* Data extract
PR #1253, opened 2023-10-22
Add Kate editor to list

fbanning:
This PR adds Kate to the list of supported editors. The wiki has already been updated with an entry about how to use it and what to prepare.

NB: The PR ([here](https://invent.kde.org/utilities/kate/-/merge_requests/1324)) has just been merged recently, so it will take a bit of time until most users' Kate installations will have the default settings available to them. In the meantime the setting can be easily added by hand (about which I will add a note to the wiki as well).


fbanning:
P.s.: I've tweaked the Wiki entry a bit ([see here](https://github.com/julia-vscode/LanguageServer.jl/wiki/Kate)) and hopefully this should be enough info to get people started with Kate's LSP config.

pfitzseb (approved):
...
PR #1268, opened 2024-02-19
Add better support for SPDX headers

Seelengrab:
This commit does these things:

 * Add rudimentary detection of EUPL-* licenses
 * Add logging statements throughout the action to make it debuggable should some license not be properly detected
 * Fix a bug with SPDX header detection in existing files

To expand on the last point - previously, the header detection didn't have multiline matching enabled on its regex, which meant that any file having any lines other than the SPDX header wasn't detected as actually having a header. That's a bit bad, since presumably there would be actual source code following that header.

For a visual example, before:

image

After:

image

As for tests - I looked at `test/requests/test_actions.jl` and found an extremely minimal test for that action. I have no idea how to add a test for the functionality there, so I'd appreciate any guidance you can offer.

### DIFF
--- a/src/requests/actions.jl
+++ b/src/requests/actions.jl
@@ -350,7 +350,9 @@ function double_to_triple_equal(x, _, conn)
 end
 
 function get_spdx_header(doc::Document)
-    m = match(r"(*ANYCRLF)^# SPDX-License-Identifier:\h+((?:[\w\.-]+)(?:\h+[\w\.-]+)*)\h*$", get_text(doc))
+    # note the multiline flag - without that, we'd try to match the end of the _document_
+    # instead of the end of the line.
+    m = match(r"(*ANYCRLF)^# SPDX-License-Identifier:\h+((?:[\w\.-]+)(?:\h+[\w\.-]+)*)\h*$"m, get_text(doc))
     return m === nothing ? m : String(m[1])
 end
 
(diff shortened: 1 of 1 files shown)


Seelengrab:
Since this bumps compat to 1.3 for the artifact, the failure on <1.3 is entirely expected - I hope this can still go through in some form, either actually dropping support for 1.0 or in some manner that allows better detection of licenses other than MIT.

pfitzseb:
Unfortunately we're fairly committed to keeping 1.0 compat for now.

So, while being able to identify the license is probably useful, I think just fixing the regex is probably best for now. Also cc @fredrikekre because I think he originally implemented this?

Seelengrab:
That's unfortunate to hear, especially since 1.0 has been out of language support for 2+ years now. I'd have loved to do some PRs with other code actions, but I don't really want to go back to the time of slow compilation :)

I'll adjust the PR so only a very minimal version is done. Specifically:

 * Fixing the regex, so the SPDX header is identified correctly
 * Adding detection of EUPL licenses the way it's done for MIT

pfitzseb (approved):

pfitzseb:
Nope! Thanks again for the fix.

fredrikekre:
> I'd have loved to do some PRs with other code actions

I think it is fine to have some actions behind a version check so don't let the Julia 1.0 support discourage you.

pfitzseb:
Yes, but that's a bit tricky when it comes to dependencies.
==
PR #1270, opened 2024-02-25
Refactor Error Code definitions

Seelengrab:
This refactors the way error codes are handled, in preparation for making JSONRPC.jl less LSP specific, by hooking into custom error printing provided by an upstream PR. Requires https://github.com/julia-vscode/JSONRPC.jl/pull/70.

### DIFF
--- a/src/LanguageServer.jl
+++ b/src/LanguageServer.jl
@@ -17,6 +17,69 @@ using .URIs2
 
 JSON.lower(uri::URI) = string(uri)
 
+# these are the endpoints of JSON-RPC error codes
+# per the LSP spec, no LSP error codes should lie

* Activity
Whenever a line above has the word "detection" in it, copy that line.

* Answer space
 * Add rudimentary detection of EUPL-* licenses
 * Fix a bug with SPDX header detection in existing files
To expand on the last point - previously, the header detection didn't have multiline matching enabled on its regex, which meant that any file having any lines other than the SPDX header wasn't detected as actually having a header. That's a bit bad, since presumably there would be actual source code following that header.
Since this bumps compat to 1.3 for the artifact, the failure on <1.3 is entirely expected - I hope this can still go through in some form, either actually dropping support for 1.0 or in some manner that allows better detection of licenses other than MIT.
 * Adding detection of EUPL licenses the way it's done for MIT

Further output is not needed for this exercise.